Die Initiative 2020 betrachte ich als schlimmer als die Allgemeinplätze zur Zukunft der Vermögensverwaltung. Obwohl zur Vermögensverwaltung nur Banalitäten angesprochen werden, sind die Aussagen nicht sachlich falsch und decken relativ gut ab, was ein Berater so tut
  • Bei der Umsetzung regulatorischer Anforderungen helfen.
bzw. tun möchte:
  • Innovation unterstützen.
  • Neue Kunden und Märkte suchen.
Die Aussagen zum Wachstum und zu den Banken hingegen sind grob fachlich falsch. Für Banken benutze ich immer das Bild des Wegelagerers (freundlicher: Zöllner). Wie ein Wegelagerer (Zöllner) schafft eine Bank selbst nichts. Stattdessen holt sie sich ihren Anteil von Dritten, die die Bank brauchen, um wirtschaftliche Transaktionen abzuwickeln, z.B. ein Auto auf Pump kaufen. Niemand käme auf die Idee, dass ein boomender Wegelagerer-Sektor gut für eine Volkswirtschaft ist. Nur McKinsey im Jahr 2008 (in der Finanzkrise), das hier nicht nur Marketing für die eigene Beratungskompetenz macht, sondern auch für die wohlfeinen Kunden im Bankensektor.

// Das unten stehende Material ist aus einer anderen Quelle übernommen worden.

PR #20, opened 2020-01-30
Fix: right-click app menu steals focus from active application

trunkmaster:
This change fixes focus stealing from active application on right-click menu appearance.
How to reproduce:
1. Start two applications (app1 and app2).
2. Activate app1 by double-click on its appicon.
3. Right-click on app2 appicon without activating it.

App2 becomes active, right click main menu shows. After right mouse button release app2 stays active.

Should be: app2 right-click application menu shows without app2 activation. After right mouse release app1 stays active.

### DIFF
--- a/Source/x11/XGServerEvent.m
+++ b/Source/x11/XGServerEvent.m
@@ -1981,6 +1981,13 @@ posixFileDescriptor: (NSPosixFileDescriptor*)fileDescriptor
       NSDebugLLog(@"Focus", @"Ignoring window focus request");
       cWin->ignore_take_focus = NO;
     }
+  else if ([[NSApp mainMenu] isTransient] != NO)
+    {
+      /* Do not grab focus from active application if right-click on our
+         application icon was performed. */
+      NSDebugLLog(@"Focus",
+                  @"Ignore transient application menu focus request.");
+    }
   else if (cWin->number == key_num)
     {
       NSDebugLLog(@"Focus", @"Reasserting key window");
--- a/ChangeLog
+++ b/ChangeLog
@@ -1,3 +1,9 @@
+2020-01-30  Sergii Stoian  <stoyan255@gmail.com>
+
+	* Source/x11/XGServerEvent.m (_handleTakeFocusAtom:forContext:):
+	do not grab focus of active applicaion if right-click app menu requests
+	focus.
+
 2020-01-26  Sergii Stoian  <stoyan255@gmail.com>
 
 	* Source/x11/XGServerWindow.m (boundsForScreen:): use `screen` variable


Source/x11/XGServerEvent.m
```diff
@@ -1981,6 +1981,13 @@ - (NSEvent *)_handleTakeFocusAtom: (XEvent)xEvent
       NSDebugLLog(@"Focus", @"Ignoring window focus request");
       cWin->ignore_take_focus = NO;
     }
+  else if ([[NSApp mainMenu] isTransient] != NO)
```
fredkiefer: Shouldn't this only be checked if cWin->number == [[[NSApp mainMenu] window] windowNumber]? We could have clicked on a completely different window.

trunkmaster: No, actually. No matter what window of inactive application we have made right-click. Application menu shouldn't be visible and as a result shouldn't receive TakeFocus request.

fredkiefer: I just don't understand this. Your comment in the code states that a right click on the application icon happened. How do you know that this was a right click and that the application is inactive?
The only thing we know here is that the application is displaying its main menu transiently. We do not know where the click happened. The click could even be on the menu itself or on a submenu. (You handle that case from line 1997 on) Or it may be any other window of the application with a text field in it.

trunkmaster: > I just don't understand this. Your comment in the code states that a right click on the application icon happened. How do you know that this was a right click and that the application is inactive?

I understand your confusion - it's my fault. Comment is not accurate enough. I've wrote that comment when observed wrong behavior after right-click on appicon. After patch creation I realize that it is the general case when transient main menu appeared.

> The only thing we know here is that the application is displaying its main menu transiently. We do not know where the click happened. The click could even be on the menu itself or on a submenu. (You handle that case from line 1997 on) Or it may be any other window of the application with a text field in it.

Correct. Transient main menu opened on on right-click no matter what window was clicked. That is the case.

trunkmaster:
@fredkiefer ?

Source/x11/XGServerEvent.m
fredkiefer: OK, let me try a different approach to explain my issue with the code. Forget what you are intending to do. Just look at the code and see what it actually does.
When ever there is a transient main menu open all further mouse clicks won't transfer the focus to a new window. That is you are working in one window typing in stuff, you decide to open the main window by right clicking but then decide that you rather want to work on another window and (left) click on that. This click will no longer transfer the focus to the new window. Is this your intention?

trunkmaster: > OK, let me try a different approach to explain my issue with the code. Forget what you are intending to do. Just look at the code and see what it actually does.
> When ever there is a transient main menu open all further mouse clicks won't transfer the focus to a new window. That is you are working in one window typing in stuff, you decide to open the main window by right clicking but then decide that you rather want to work on another window and 

... you release right mouse button and...

> (left) click on that. This click will no longer transfer the focus to the new window. 

Wrong. Do you know how right-click menu in GNUstep work?

> Is this your intention?

Sure not!

trunkmaster:
It seems that review process got stuck and this issue is only mine. Move it to [NEXTSPACE](https://github.com/trunkmaster/nextspace/tree/master/Libraries/gnustep/back-art). Closing this.

PR #21, opened 2020-02-11
Align screens origin to OpenStep coordinate system.

trunkmaster:
Transform screen origin into unflipped (OpenStep) coordinate system for XRandR capable systems. After this change windows and screen will use the same start of coordinate system for their origins.

### DIFF
--- a/Source/x11/XGServerWindow.m
+++ b/Source/x11/XGServerWindow.m
@@ -4465,6 +4465,7 @@ _computeDepth(int class, int bpp)
       NSMutableArray *tmpScreens;
       int             i;
       int             mi;
+      int             xScreenHeight = DisplayHeight(dpy, defScreen);
 
       monitorsCount = screen_res->noutput;
       tmpScreens = [NSMutableArray arrayWithCapacity: monitorsCount];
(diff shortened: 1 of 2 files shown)


Source/x11/XGServerWindow.m
```diff
@@ -4483,8 +4485,13 @@ - (NSArray *)screenList
               monitors[mi].screen_id = defScreen;
               monitors[mi].depth = [self windowDepthForScreen: mi];
               monitors[mi].resolution = [self resolutionForScreen: defScreen];
-              monitors[mi].frame = NSMakeRect(crtc_info->x, crtc_info->y,
-                                              crtc_info->width, crtc_info->height);
+              /* Transform coordinates from Xlib (flipped) to OpenStep (unflippped). 
+                 Windows and screens should have the same coordinate system. */
+              frame = NSMakeRect(crtc_info->x,
```
fredkiefer: You don't need this intermediate variable.

trunkmaster:
> You should merge in master first. I already did some clean up on that branch that needs to be included here.

Great, thank you. But you've broke the logic of code. The old code logic was: if XRandR failed to get screen info (screen_re->noutput == 0) we failback to old approach - one screen and its Xlib screen. But I'll fix it later.

Source/x11/XGServerWindow.m
trunkmaster: I use it to make code width less than 80 characters. Anyway I've made changes.

PR #22, opened 2020-02-23
Window positionning: rely on internal variable not the GUI's one

trunkmaster:
Using `window->xframe` for making decisions provides ability to alter NSWindow's _frame variable before `placewindow:for:` call without affecting actual Xlib window placement.


Source/x11/XGServerWindow.m
```diff
@@ -3235,7 +3235,7 @@ - (void) placewindow: (NSRect)rect : (int)win
   NSDebugLLog(@"XGTrace", @"DPSplacewindow: %@ : %d", NSStringFromRect(rect),
 	      win);
   nswin  = GSWindowWithNumber(win);
```
fredkiefer: Maybe we should move this line further down as nswin is no longer needed here and in many case it will never be needed at all.

trunkmaster: Sure, done.

PR #24, opened 2020-03-05
placewindow:: fix frame check for multi-monitor layout 

trunkmaster:
When monitors layout was changed windows need to update their positions on screen. There are the cases when OpenStep frames is not changed while Xlib did and vise versa. This fix adds checks for OpenStep frame changes as well as Xlib's.

### DIFF
--- a/ChangeLog
+++ b/ChangeLog
@@ -1,3 +1,10 @@
+2020-03-05  Sergii Stoian  <stoyan255@gmail.com>
+
+	* Source/x11/XGServerWindow.m (placewindow::): check window frame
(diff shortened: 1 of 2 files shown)


trunkmaster:
> Sorry, I lost track of these different changes. This one seems to revert some previous change plus to add on top. Hopefully you understand what you are doing :-)

Sure I know. The changes are quite simple:
1. Use internal cached `frame` of NSWindow (OpenStep) instead of NSWindow's frame in if statements.
2. Also use Xlib cached frame of window in if statements.

PR #25, opened 2020-03-11
XGServerWindow.m small fixes

trunkmaster:
I've checked, 24-bit depth works good for images with alpha channel (32-bit depth).
Second fix reduce number of cases when "styleoffsets ... guessing offsets" messages appears.

### DIFF
--- a/Source/x11/XGServerWindow.m
+++ b/Source/x11/XGServerWindow.m
@@ -2283,7 +2283,8 @@ _get_next_prop_new_event(Display *display, XEvent *event, char *arg)
 
   if ((style & NSIconWindowMask) || (style & NSMiniWindowMask))
     {
-      style = NSBorderlessWindowMask;
+      *l = *r = *t = *b = 0.0;
+      return;
     }
 
   /* Next try to get the offset information that we have obtained from
@@ -2841,7 +2842,7 @@ swapColors(unsigned char *image_data, NSBitmapImageRep *rep)
   height = [rep pixelsHigh];
   colors = [rep samplesPerPixel];
 
-  if (rcontext->depth != 32)
+  if (rcontext->depth != 32 && rcontext->depth != 24)
     {
       NSLog(@"Unsupported context depth %d", rcontext->depth);
       return 0;
--- a/ChangeLog
+++ b/ChangeLog
@@ -1,3 +1,10 @@
+2020-03-11  Sergii Stoian  <stoyan255@gmail.com>
+
+	* Source/x11/XGServerWindow.m (_createAppIconPixmaps): accept
+	WRaster context depth 24.
+	(styleoffsets::::::): do not guess offsets for miniwindow and
+	appicon they are equal to 0.0.
+
 2020-03-05  Sergii Stoian  <stoyan255@gmail.com>
 
 	* Source/x11/XGServerWindow.m (placewindow::): check window frame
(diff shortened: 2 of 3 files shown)


Source/x11/XGServerWindow.m
```diff
@@ -2283,7 +2283,8 @@ - (void) styleoffsets: (float *) l : (float *) r : (float *) t : (float *) b
 
   if ((style & NSIconWindowMask) || (style & NSMiniWindowMask))
     {
-      style = NSBorderlessWindowMask;
+      *l = *r = *t = *b = 0.0;
```
fredkiefer: Why do you think this required? Shouldn't we first check what is already stored in the known offsets?
There may be window managers that put a border even on these windows.

Source/x11/XGServerWindow.m
```diff
@@ -2841,7 +2842,7 @@ - (int) _createAppIconPixmaps
   height = [rep pixelsHigh];
   colors = [rep samplesPerPixel];
 
-  if (rcontext->depth != 32)
+  if (rcontext->depth != 32 && rcontext->depth != 24)
```
fredkiefer: I did put this new test here on purpose as your code did not work for Riccardo. Please have him test this change first. We do not need a regression shortly before a release.

Source/x11/XGServerWindow.m
trunkmaster: There are 2 things here:
1. It's a special windows: miniwindow and appicon. If window manager defines offsets for such type of windows user should better disable appearance of them via defaults.
2. Simple application has 2 windows which produce "styleoffsets ... guessing offsets" messages: appicon and window with ID == 0. I see exacly 2 messages at application start. It means that code at line range 2295-2306 doesn't work either. Finally in WindowMaker we will end up with offsets 1.0 and that's wrong for miniwindow and appicon. For other WMs it will be 4.0. Is it what we need for our appicon and miniwindows?

In general I think that code below NSLog line is wrong and useless. Why offset for EWMH-compliant WM is 4.0? Why titlebar and resizebar sizes fixed and defined to that values?

Source/x11/XGServerWindow.m
trunkmaster: OK, no problem.

rmottola: I tested this specific change on both the problematic T23 16bit as well as the Letux400 (16 bit too) with no adverse effects.
However, I noticed one big thing: possibly due to this skipping, on the Letux app mini windows are not displayed anymore. Like battery monitor is unable to display the battery, only the icon is displayed. I fear this is because all the code is skipped because now it works only in certain conditions, while before it worked.

fredkiefer: Just to clarify, the change that Sergii made tries to allow for more systems to use this new code. It was my change to check for the depth that shut of Letux. I did this because you got a segmentation fault with the new code. If you don't get a segmentation fault now things are improved and Sergii's change to allow for depth 24 may be correct. But it is more likely that one of the other checks I added still blocks the call. You should check for that first.

fredkiefer:
It is probably best to split this up into three separate PRs and discuss each separately.

fredkiefer:
I think we should split up this PR into smaller parts. Some of this is already addressed by changes done by Thalion in other PRs and overall it was never a great idea to have unrelated changes in one PR.

PR #28, opened 2020-09-16
XGServerEvent.m: unhide app if WindowMaker sends WM_TAKE_FOCUS to window

trunkmaster:
If application (window) receives WM_TAKE_FOCUS in hidden state it means WindowMaker wants us to be unhidden.

Description: There are 2 protocols defined in XGServerWindow.h - WMFHideApplication and WMFHideOtherApplications. These protocols exist to help GNUstep application and WindowMaker notify each other about "Hide" and "Hide Others" actions. There are no protocols for "unhide" action.

Test case steps:
  1. Open application with window opened.
  2. Hide application with "Hide" menu item.
  3. Open WindowMaker's "Windows" menu (middle-click on desktop).
  4. Select hidden application window.
 Application unhides, activates, restored window is focused (receives) input and "Hide" menu item unselected.

### DIFF
--- a/Source/x11/XGServerEvent.m
+++ b/Source/x11/XGServerEvent.m
@@ -1983,7 +1983,7 @@ posixFileDescriptor: (NSPosixFileDescriptor*)fileDescriptor
              state - it's time to unhide. There's no other method to
              tell us to unhide. */
           NSDebugLLog(@"Focus", @"WM take focus while hidden - unhiding.");
-          [NSApp unhide:nil];
+          [NSApp unhide: nil];
         }
       else
         {
--- a/Source/x11/XGServerEvent.m
+++ b/Source/x11/XGServerEvent.m
@@ -1977,10 +1977,21 @@ posixFileDescriptor: (NSPosixFileDescriptor*)fileDescriptor
      events */
   if ([NSApp isHidden])
     {
-      /* This often occurs when hidding an app, since a bunch of
-         windows get hidden at once, and the WM is searching for a
-         window to take focus after each one gets hidden. */
-      NSDebugLLog(@"Focus", @"WM take focus while hiding");
+      if (generic.wm & XGWM_WINDOWMAKER)
+        {
+          /* If window receives WM_TAKE_FOCUS and application is in hidden
+             state - it's time to unhide. There's no other method to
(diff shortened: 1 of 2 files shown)


Source/x11/XGServerEvent.m
```diff
@@ -1977,10 +1977,21 @@ - (NSEvent *)_handleTakeFocusAtom: (XEvent)xEvent
...
-         windows get hidden at once, and the WM is searching for a
-         window to take focus after each one gets hidden. */
-      NSDebugLLog(@"Focus", @"WM take focus while hiding");
+      if (generic.wm & XGWM_WINDOWMAKER)
+        {
+          /* If window receives WM_TAKE_FOCUS and application is in hidden
+             state - it's time to unhide. There's no other method to
+             tell us to unhide. */
+          NSDebugLLog(@"Focus", @"WM take focus while hidden - unhiding.");
+          [NSApp unhide:nil];
```
fredkiefer, line 1986: Could you please add a space before "nil"?

fredkiefer (approved):
I understand what you want to achieve with the patch, but when I saw your original change I was worried about possible side effects as the old code has a quite clear comment on why it is there.
With your restriction on WindowMake this patch should be less dangerous. I sill would suggest that you test it with an application that has multiple windows and see if that hides correctly.

Source/x11/XGServerEvent.m
trunkmaster: Done.

trunkmaster:
Sure I've made numerous tets. Application hiding performed by WindowMaker. The actual call sequence is the following:
- `[NSWindow sendEvent]` - lets assume it was key press (Cmd-h)
- `[XGServer hideApplication]` - for WindowMaker it returns `YES` so GNUstep doesn't perform any hiding actions
- `[XGServer _sendRoot:typewindow:data0:data1:data2:data3:]` - sends WMFHideApplication to WindowMaker
After that WindowMaker unmaps all application's windows and set focus to next in window focus list ([wHideApplication()](https://github.com/window-maker/wmaker/blob/master/src/actions.c#L1714)).

As you can see WindowMaker definitely is not the case when "WM is searching for a window to take focus after each one gets hidden".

Auch die Notwendigkeit mit 3% zu wachsen sehe ich nicht. Dieses Land ist nicht arm und wenn wir unseren Wohlstand halten, dann ist eigentlich schon viel gewonnen. Es kommt auf die Verteilung an und die driftet immer mehr auseinander und darunter leidet die Mittelschicht. Das es anders geht, siehe Schweden.

Statt ihre exorbitanten Tagessätze mit Pseudo-Einsparungen beim Fußvolk einer Firma (der Mittelschicht) zu rechtfertigen, könnte McKinsey die Schere beim Wasserkopf in der Unternehmensführung ansetzen. Die Unternehmsführung zählt aber zur Kundschaft und siehe oben: Der Kunde ist König.

Kleine Pointe zum Schluß: Bei McKinsey laufen solche Marketing-Arbeiten unter sozialem Engagement. Man arbeitet pro bono, ohne Tagessätze. Immerhin hat niemand für den Mist bezahlt.